In [27]: StandardScaler().fit_transform(df[['a']])
Out[27]:
array([[-0.5 ],
       [ 0.75],
       [-1.75],
       [ 0.75],
       [ 0.75]])

What happens if we will pass 1D array:

In [28]: StandardScaler().fit_transform(df['a'])
C:\Users\Max\Anaconda4\lib\site-packages\sklearn\utils\validation.py:429: DataConversionWarning: Data with input dtype int32 was converted t
o float64 by StandardScaler.
  warnings.warn(msg, _DataConversionWarning)
C:\Users\Max\Anaconda4\lib\site-packages\sklearn\preprocessing\data.py:586: DeprecationWarning: Passing 1d arrays as data is deprecated in 0
.17 and will raise ValueError in 0.19. Reshape your data either using X.reshape(-1, 1) if your data has a single feature or X.reshape(1, -1)
 if it contains a single sample.
  warnings.warn(DEPRECATION_MSG_1D, DeprecationWarning)
C:\Users\Max\Anaconda4\lib\site-packages\sklearn\preprocessing\data.py:649: DeprecationWarning: Passing 1d arrays as data is deprecated in 0
.17 and will raise ValueError in 0.19. Reshape your data either using X.reshape(-1, 1) if your data has a single feature or X.reshape(1, -1)
 if it contains a single sample.
  warnings.warn(DEPRECATION_MSG_1D, DeprecationWarning)
Out[28]: array([-0.5 ,  0.75, -1.75,  0.75,  0.75])

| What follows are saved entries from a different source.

PR #404, opened 2022-01-04
Update tabs to match design

### LINKED ISSUE #398: Align tabs with the new designs
image

- [ ] Review locations of tabs and align
- [ ] Change colour of tabs to the off-white and muted Files tab.
- Keep "Explore" as "Explore"
- Keep the underline focus indicator 
- Probably keep tab internal sizing/font sizes but review

microbit-robert:
Align the Files position and colors with the design.

We've intentionally left the spacing, sizing and corners.

Closes #398

### DIFF
--- a/src/workbench/SideBar.tsx
+++ b/src/workbench/SideBar.tsx
@@ -33,7 +33,19 @@ import SettingsMenu from "../settings/SettingsMenu";
 import HelpMenu from "./HelpMenu";
 import ReleaseDialogs from "./ReleaseDialogs";
 import ReleaseNotice, { useReleaseDialogState } from "./ReleaseNotice";
-import CustomTab from "./CustomTab";
+import SideBarTab from "./SideBarTab";
+
+export const cornerSize = 32;
+
+export interface Pane {
+  id: string;
+  icon: IconType;
+  title: string;
+  nav?: ReactNode;
+  contents: ReactNode;
+  color: string;
+  mb?: string;
+}
 
 interface SideBarProps extends BoxProps {
   selectedFile: string | undefined;
@@ -50,6 +62,8 @@ const SideBar = ({
   ...props
 }: SideBarProps) => {
   const intl = useIntl();
+  const [releaseDialog, setReleaseDialog] = useReleaseDialogState();
+  const brand = useDeployment();
   const panes: Pane[] = useMemo(() => {
     const result = [
       {
@@ -57,6 +71,7 @@ const SideBar = ({
         title: intl.formatMessage({ id: "explore-tab" }),
         icon: PythonLogo as IconType,
         contents: <ExploreArea />,
+        color: "gray.50",
       },
       {
         id: "reference",
@@ -65,6 +80,8 @@ const SideBar = ({
         // in documentation.ts (used for CM documentation tooltips).
         icon: VscLibrary,
         contents: <ReferenceArea />,
+        color: "gray.50",
+        mb: "auto",
       },
       {
         id: "files",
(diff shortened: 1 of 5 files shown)


src/workbench/SideBar.tsx
```diff
@@ -161,23 +161,21 @@ const SideBarContents = ({ panes, ...props }: SideBarContentsProps) => {
...
               height={width}
               width={width}
               p={0}
               position="relative"
               className="sidebar-tab" // Used for custom outline below
               onClick={handleTabClick}
+              borderRadius={`${cornerSize}px 0 0 ${cornerSize}px`} //temp override - apply to branding
+              pr="6px" //temp override - apply to branding
+              mb={p.id === "reference" ? "auto" : 3}
+              mt={p.id === "files" ? 3 : 0}
```
microbit-matt-hillsdon, line 178: Not a fan of how this switches on id. I'd rather this information was at the level of the parent rather than a child switching on its identity.

I think we should either move this information to `p` (e.g. add a color field etc) or rejig so we're creating a component instance for each tab that takes the information as props and remove the `panes` approach entirely.

src/workbench/SideBar.tsx
```diff
@@ -244,25 +242,36 @@ const SideBarContents = ({ panes, ...props }: SideBarContentsProps) => {
...
+    {...props}
+    pointerEvents="none"
+    width={`${cornerSize}px`}
+    height={`${cornerSize}px`}
+  >
     <svg
       width="100%"
       height="100%"
-      viewBox="0 0 32 32"
+      viewBox={`0 0 ${cornerSize} ${cornerSize}`}
```
microbit-matt-hillsdon, line 254: Thanks, this is better. I don't particularly like this corner approach, so better ideas very welcome if you have them (separate PR).

microbit-matt-hillsdon:
I think this looks good. We'll chat about the theme split when we catch-up.

Please would you share this for internal feedback on how the separate Files tab and reduced font size for the tabs feels to folks?

src/workbench/SideBar.tsx
```diff
@@ -161,23 +161,21 @@ const SideBarContents = ({ panes, ...props }: SideBarContentsProps) => {
...
-            ml="auto"
-            mr="auto"
-            mb="max(11.5vh, 7.7rem)"
-          ></Box>
+          <Box width="3.75rem" flex={1} maxHeight="8.9rem" minHeight={7}></Box>
           {panes.map((p, i) => (
             <Tab
               key={p.id}
-              color="white"
+              color={p.id === "files" ? "gray.50" : "#F5F6F8"}
```
microbit-matt-hillsdon, line 168: Color with me to add to theme or change to match existing.

src/workbench/SideBar.tsx
microbit-matt-hillsdon: Agreed to revert the corners but good to keep the constant.

Not perfect that the theme also has a matching constant but we can revisit another time.

src/workbench/SideBar.tsx
```diff
@@ -161,62 +157,27 @@ const SideBarContents = ({ panes, ...props }: SideBarContentsProps) => {
...
-                </VStack>
-              </VStack>
-            </Tab>
-          ))}
-          <VStack mt="auto" mb={1} spacing={0.5} color="white">
+          <Box width="3.75rem" flex={1} maxHeight="8.9rem" minHeight={8}></Box>
+          <CustomTab
+            color="gray.50"
+            handleTabClick={handleTabClick}
+            activeTabId={tab ? tab : panes[0].id}
```
microbit-robert, line 164: `tab` is undefined by default. This feels like a fudge to have the 'explore' tab the default tab on page load after the refactor. Better way?

microbit-matt-hillsdon (approved):

PR #408, opened 2022-01-06
Update to version that moves audio definitions.

### LINKED ISSUE #317: [Toolkits] microbit.audio > (play | is_playing) "More ->" link doesn't work

microbit-matt-hillsdon:
Closes #317


microbit-matt-hillsdon:
Interestingly this has regressed completions in microbit.audio. Importing audio itself is fine.

The pin0, MicroBitDigitalPin and Sound imports that aren't re-exported from audio appear as if they are available on microbit.audio. This is unexpected to me at least. The reverse wasn't an issue previously (i.e. via import audio has no audio.pin0).

This is a preexisting issue for all the modules already similarly structured to audio so I think it makes sense to merge this and fix separately. I'm not clear on whether it's a Pyright issue or a stubs issue so it'll need some research.

It's the reason there's display.Image which is probably the easiest issue to encounter.

microbit-matt-hillsdon:
Raised #410 for reexport issue. Merging.

PR #416, opened 2022-01-10
Highlight activated reference entry

microbit-matt-hillsdon:
This is based on the design in Search which applies to Explore not Reference so adapted a little.

I've stopped using ToolkitListItem here as I needed to significantly change the spacing as I needed padding inside of the highlight rather than margin around it. I think perhaps it should only be used for the top level list in Explore now and therefore can probably be removed in time.

To be honest, I'm not sure the second level should be a list at all, what we have is content in sections with titles. I'll review that separately.

It makes the problem with overrides much more obvious (e.g. display.show) but I think that's just incentive to fix it soon, not a blocker for this.

See #376

### DIFF
--- a/src/documentation/ToolkitDocumentation/Highlight.tsx
+++ b/src/documentation/ToolkitDocumentation/Highlight.tsx
@@ -6,8 +6,11 @@ interface HighlightProps extends BoxProps {
 
 const Highlight = ({ value, children, ...props }: HighlightProps) => {
   const style = value
-    ? { backgroundColor: "brand.100" }
-    : { transition: "background-color ease-in 0.5s" };
+    ? {
+        backgroundColor: "brand.100",
+        transition: "background-color ease-out 0.2s",
+      }
+    : { transition: "background-color ease-in 0.6s" };
   return (
     <Box {...props} {...style} borderLeftRadius="md">
       {children}
--- a/src/documentation/ToolkitDocumentation/Highlight.tsx
+++ b/src/documentation/ToolkitDocumentation/Highlight.tsx
@@ -6,10 +6,10 @@ interface HighlightProps extends BoxProps {
 
 const Highlight = ({ value, children, ...props }: HighlightProps) => {
   const style = value
-    ? { backgroundColor: "blue.200" }
+    ? { backgroundColor: "#e1dbF3" }
     : { transition: "background-color ease-in 0.5s" };
   return (
-    <Box {...props} {...style}>
+    <Box {...props} {...style} borderLeftRadius="md">
       {children}
     </Box>
   );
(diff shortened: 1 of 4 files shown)


microbit-matt-hillsdon:
We'll do something equivalent for Explore when we implement search.

src/documentation/ToolkitDocumentation/Highlight.tsx
```diff
@@ -0,0 +1,18 @@
+import { Box, BoxProps } from "@chakra-ui/react";
+
+interface HighlightProps extends BoxProps {
+  value: boolean;
+}
+
+const Highlight = ({ value, children, ...props }: HighlightProps) => {
+  const style = value
+    ? { backgroundColor: "#e1dbF3" }
```
microbit-matt-hillsdon, line 9: Color needs moving to theme.

microbit-matt-hillsdon: Done.

src/documentation/reference/ReferenceNode.tsx
```diff
@@ -79,6 +81,12 @@ const ReferenceNode = ({
             behavior: prefersReducedMotion ? "auto" : "smooth",
           });
         }
+        setTimeout(() => {
+          setHighlighting(true);
+          setTimeout(() => {
+            setHighlighting(false);
+          }, 3000);
+        }, 300);
       }, 150);
```
microbit-matt-hillsdon, line 90: Let me know what you think about timings here. The design only had the short fade so far as I can tell, but we need to have it linger for a while to make the initial selection clear. 

Or perhaps it's supposed to remain highlighted until you interact with the toolbar? What do you think?

microbit-matt-hillsdon: Added a fade-in after discussion.

@microbit-robert, if this is otherwise OK, then I think we should review and merge as is, then I'll tweak based on feedback once we've heard from more folk.

src/documentation/reference/ReferenceNode.tsx
```diff
@@ -91,27 +99,40 @@ const ReferenceNode = ({
...
-      <ReferenceNodeChildren docs={docs} anchor={anchor} />
+      <Highlight
+        onClick={handleHighlightClick}
+        value={highlighting}
+        mt={1}
+        mb={1}
+        pl={3}
+        pr={3}
+        pt={3}
+        pb={3}
```
microbit-robert, line 127: Just `p={3}`?

microbit-robert (approved):
LGTM, one optional change on comment

src/documentation/reference/ReferenceNode.tsx
microbit-matt-hillsdon: Hah, yes, they started different and I hadn't noticed they'd ended up the same. Thanks.

microbit-matt-hillsdon: 85f378547cef568cbf8d3e3d5401cbab3bdb341f

PR #418, opened 2022-01-10
Show "ghost code" during drag and drop

microbit-matt-hillsdon:
The colours and fade are still being discussed but are in the right ballpark.

We support only a single drag or drop, i.e. dragging again will clear the existing decorations. The highlighted text can be non-contiguous though (consider imports). 

We could consider changing this but I think it'd be more confusing than helpful to have multigenerational ghosts.

### DIFF
--- a/src/editor/codemirror/dnd-decorations.test.ts
+++ b/src/editor/codemirror/dnd-decorations.test.ts
@@ -157,7 +157,7 @@ const createView = (doc: Text = Text.of([""])): EditorView => {
 };
 
 /**
- * Note that, unlike normal CodeMirror usage, should use the update's
+ * Note that, unlike normal CodeMirror usage, you must use the update's
  * view for any subsequent changes.
  */
 const createViewUpdate = (
--- a/src/editor/codemirror/dnd-decorations.test.ts
+++ b/src/editor/codemirror/dnd-decorations.test.ts
@@ -1,6 +1,5 @@
-import { isInputEvent } from "@chakra-ui/utils";
 import { ChangeSet, EditorState, Text, Transaction } from "@codemirror/state";
-import { DecorationSet, EditorView, ViewUpdate } from "@codemirror/view";
+import { EditorView, ViewUpdate } from "@codemirror/view";
 import { DndDecorationsViewPlugin } from "./dnd-decorations";
 
 describe("dndDecorations", () => {
@@ -157,6 +156,10 @@ const createView = (doc: Text = Text.of([""])): EditorView => {
   } as Partial<EditorView> as unknown as EditorView;
 };
 
+/**
+ * Note that, unlike normal CodeMirror usage, should use the update's
+ * view for any subsequent changes.
+ */
 const createViewUpdate = (
   view: EditorView,
   docChanged: boolean,
@@ -164,14 +167,10 @@ const createViewUpdate = (
 ): ViewUpdate => {
   const state = transaction ? transaction.state || view.state : view.state;
   return {
-    view: {
-      ...view,
-      state,
-      visibleRanges: [{ from: 0, to: state.doc.length - 1 }],
-    },
+    view: createView(state.doc),
     state,
     transactions: transaction ? [transaction] : [],
     changes: transaction ? transaction.changes : ChangeSet.empty(0),
     docChanged,
-  } as unknown as any;
+  } as Partial<ViewUpdate> as unknown as any;
 };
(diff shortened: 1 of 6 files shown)


src/editor/codemirror/dnd.ts
```diff
@@ -15,6 +23,77 @@ export const debug = (message: string, ...args: any) => {
...
+
+    constructor(view: EditorView) {
+      this.decorations = ghostDecorations(view, new Set([]));
+    }
+
+    update(update: ViewUpdate) {
+      if (update.docChanged) {
+        const ghosts =
+          update.transactions.length === 1 &&
+          update.transactions[0].annotation(Transaction.addToHistory) === false;
```
microbit-matt-hillsdon, line 46: Maybe some other annotation on the transaction would be more appropriate.

src/editor/codemirror/dnd-decorations.ts
```diff
@@ -0,0 +1,120 @@
...
+        ) {
+          this.droppedDoneLineFroms.clear();
+          this.droppedRecentLineFroms.forEach((v) =>
+            this.droppedDoneLineFroms.add(v)
+          );
+          this.previewLineFroms.clear();
+          this.droppedRecentLineFroms.clear();
+        }
+      }
+
```
microbit-matt-hillsdon, line 37: This is a bit messy and definitely needs testing.
Could we have an array sized to the visible lines or some other better structure?

src/editor/codemirror/dnd.ts
```diff
@@ -66,17 +67,13 @@ const clearSuppressChildDragEnterLeave = (view: EditorView) => {
...
- * Note this requires coordination from the drag end via {@link setDraggedCode}.
- */
-export const dndSupport = () => {
+const dndHandlers = () => {
   let lastDragPos: LastDragPos | undefined;
 
   const revertPreview = (view: EditorView) => {
     if (lastDragPos) {
       view.dispatch({
+        userEvent: "dnd.cleanup",
```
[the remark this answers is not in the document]
microbit-matt-hillsdon: I think I plan to merge this one then fix up the other one. Either of them could use another annotation or we can add to the hierarchy.

src/editor/codemirror/dnd-decorations.ts
microbit-matt-hillsdon: We can't reasonably do this but I've tidied up a bit while keeping the approach essentially the same.

src/editor/codemirror/dnd-decorations.ts
```diff
@@ -0,0 +1,115 @@
...
+  EditorView.theme({
+    ".cm-preview": {
+      backgroundColor: "#fefcbfdd",
+    },
+    ".cm-dropped--recent": {
+      backgroundColor: "#fefcbf99",
+    },
+    ".cm-dropped--done": {
+      transition: "background-color ease-in 1s",
+    },
```
microbit-matt-hillsdon, line 110: We're still chatting about the details of the styling but probably OK to merge and continue the debate.

src/editor/codemirror/dnd.ts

Why is arr[:][np.newaxis].shape = (1, n) instead of (n, 1)?

In arr[:][np.newaxis] and arr[np.newaxis][:] the indexing is done sequentially, so arr2 = arr[:][np.newaxis] is equivalent to:

arr_temp = arr[:]
arr2 = arr_temp[np.newaxis]
del arr_temp

The same logic applies to ordering the indexing operators the other way round, for arr2 = arr[np.newaxis][:]:

arr_temp = arr[np.newaxis]
arr2 = arr_temp[:]
del arr_temp

Now, to quote https://numpy.org/doc/1.19/reference/arrays.indexing.html:

Each newaxis object in the selection tuple serves to expand the dimensions of the resulting selection by one unit-length dimension. The added dimension is the position of the newaxis object in the selection tuple.

Since np.newaxis is at the first position (there is only one position) in the indexing selection tuple in both arr[np.newaxis] and arr_temp[np.newaxis], it will create the new dimension as the first dimension, and thus the resulting shape is (1, 4) in both cases.